Optical DriveHL-DT-ST Slot-Loading DVD+/-RW GS30N
NetworkingIntel 82579LM Gigabit Ethernet
Intel Centrino Advanced-N 6300 802.11a/b/g/n 3x3
Bluetooth 4.0
AudioIDT 92HD93BXX HD Audio
Stereo speakers
Mic and headphone jacks
Battery9-Cell, 97Wh
Front SideLatch
Right SideWireless toggle
HDD caddy
2x USB 3.0
DisplayPort
Left SideKensington lock
2x USB 2.0
6-pin FireWire
Mic and headphone jacks
SD/MMC card reader
ExpressCard/54 slot
Slot-loading optical drive
Back SideVent
Ethernet
VGA
HDMI
eSATA/USB combo port
AC adapter
Operating SystemWindows 7 Professional SP1 64-bit
Dimensions16.41" x 10.65" x 1.3-1.42"
416.7mm x 270.6mm x 33.1-36.1mm
Weight7.76lbs / 3.52kg
ExtrasPremierColor display
Flash reader (SD/Mini SD, MS/Duo/Pro/Pro Duo)
USB 3.0
SIM card slot
Optional WWAN
Fingerprint reader
Backlit keyboard
Trackpoint
Warranty3-year parts and labor
PricingStarts at $1,614
As configured: $4,533

On the hardware side, the Dell Precision M6700 certainly has a lot going for it. While Dell's BIOS doesn't allow for any overclocking, the Intel Core i7-3920XM is still an incredibly fast processor, with a nominal clock speed of 2.9GHz, able to turbo up to 3.6GHz on all four cores, 3.7GHz on two cores, or 3.8GHz on one core. These turbo speeds put it within striking distance of desktop Ivy Bridge CPUs.

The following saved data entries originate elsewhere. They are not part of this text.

PR #2107, opened 2026-07-20
fix: clamp out-of-range truecolor SGR components in ScreenTerminal

uchiha-bug-hunter:
ScreenTerminal.dump() after `\e[38;2;16777215;0;0mX` (a truecolor fg whose red channel is out of the 0..255 range):

    <span style='color:#ff0000;background-color:#ff0000;text-decoration:underline;font-weight:bold;font-style:italic;'>X</span>

csi_SGR packs `38;2;r;g;b` / `48;2;r;g;b` into the cell attribute via `rgb << 44` (fg) and `rgb << 32` (bg), but r/g/b are read from the CSI params unchecked, so a channel above 255 overruns the 12-bit color field and flips the adjacent bold/italic/underline/inverse/conceal/dim and fg/bg-set bits. The corrupted attribute then sticks to every later cell that is written. The emulator renders untrusted application output (WebTerminal, remote telnet/ssh), so the sequence is reachable.

Clamp each channel to 0..255 before packing, at both truecolor sites. Valid colors are unchanged.

## Summary by CodeRabbit

* **Bug Fixes**
  * Fixed 24-bit terminal true-color (SGR 38/48;2;r;g;b) handling by clamping RGB components to the valid 0–255 range before applying color.
  * Prevented out-of-range color values from corrupting nearby styling/display attributes.

* **Tests**
  * Added regression tests to verify correct clamping for foreground and background true-color, including upper and lower bounds, ensuring styling flags and packed color values remain correct.

### DIFF
--- a/terminal/src/main/java/org/jline/utils/ScreenTerminal.java
+++ b/terminal/src/main/java/org/jline/utils/ScreenTerminal.java
@@ -1209,9 +1209,9 @@ public class ScreenTerminal implements Sized {
                     m = ++i < ps.length ? ps[i] : 0;
                     attr = (attr & (0xef000fffL << 32)) | (0x10000000L << 32) | (col24(m) << 44); // foreground
                 } else if (m == 2) {
-                    int r = ++i < ps.length ? ps[i] : 0;
-                    int g = ++i < ps.length ? ps[i] : 0;
-                    int b = ++i < ps.length ? ps[i] : 0;
+                    int r = Math.max(0, Math.min(255, ++i < ps.length ? ps[i] : 0));
+                    int g = Math.max(0, Math.min(255, ++i < ps.length ? ps[i] : 0));
+                    int b = Math.max(0, Math.min(255, ++i < ps.length ? ps[i] : 0));
                     long rgb = ((long) (r >> 4) << 8) | ((long) (g >> 4) << 4) | (b >> 4);
                     attr = (attr & (0xef000fffL << 32)) | (0x10000000L << 32) | (rgb << 44); // foreground
                 }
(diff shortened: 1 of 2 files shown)


gnodet (approved):
**Verdict: APPROVE** ✅

Well-analyzed fix for a real bug with security relevance. The bit-layout overflow analysis in the PR description is spot-on — verified against the attribute masks and cell accessor methods.

### What's good

- **Correct and minimal** — `Math.max(0, Math.min(255, value))` at both truecolor sites (fg at line 1211, bg at line 1227). The `++i` side effect evaluates before the clamp — no interaction.
- **Complete coverage** — the only other color paths go through `col24()` which already masks with `& 0xFF` (lines 1246-1248). No unclamped input paths remain.
- **Strong test** — verifies not just the clamped color value (0xF00) but also that every adjacent style bit (bold, italic, underline, dim, inverse, conceal, background-set) remains unset. This is exactly the right invariant for an overflow bug.
- **Bit layout verified** — r=256 produces `r >> 4 = 0x10` → overflows 4-bit nibble → `0x10 << 8 = 0x1000` in rgb → `0x1000 << 44` sets bit 56 (underline). Larger values cascade into inverse, conceal, bold, and the fg/bg-set flags. The test value 16777215 would corrupt all of them.

### Suggestions (non-blocking)

1. **Background path test** — the test covers foreground (`38;2;...`). Adding a companion test for background (`48;2;...`) would complete the regression net, even though the code is symmetric. Low priority since the fix is identical at both sites.

2. **Negative value test** — `vt100_parse_params` uses `Integer.parseInt`, which parses negative numbers. The `Math.max(0, ...)` half of the clamp handles them correctly, but there's no test exercising that path. Very minor.

LGTM — nice work! 🎯

---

The NVIDIA Quadro K5000M is an interesting story in and of itself. While last generation's mobile workstation GPUs continued to be served by die harvesting GF100, the K5000M inherits all the strengths and disadvantages of GK104. Single precision performance should be top flight, but GK104 is more of a gaming chip than a compute chip (similar to GF104/GF114), and so its double precision performance is liable to be below last generation's Quadro 5010M, and we'll see when we get to the workstation benchmarks. For this reason, the 5010M continues to be available. The K5000M is clocked slower than the current top of the line mobile gaming GPU, the GTX 680M, running at just 601MHz on the CUDA cores and 3GHz effective on the GDDR5, with no boost clock.

Internally, Dell also offers an mSATA port at SATA 6Gbps speed as well as two 2.5" drive bays and the ability to remove the optical drive and replace it with a third 2.5" bay, allowing for potentially four storage devices. Also included are a SIM card slot and space for a WWAN card. Externally you have a card reader, USB 2.0 and 3.0, ExpressCard/54, 6-pin FireWire, eSATA, and every modern display connector except DVI.

Rounding out the trimmings, our review unit has Dell's PremierColor IPS display which is touted to offer the full AdobeRGB gamut; this is essentially to compete with HP's own DreamColor display. Unfortunately we did run into some issues with PremierColor and our calibration/measurement software, ColorEyes Display Pro, which we'll discuss later on. But Dell has a healthy number of choices for displays, including a basic 900p display, 1080p, 120Hz 3D Vision Ready 1080p, and the PremierColor IPS panel.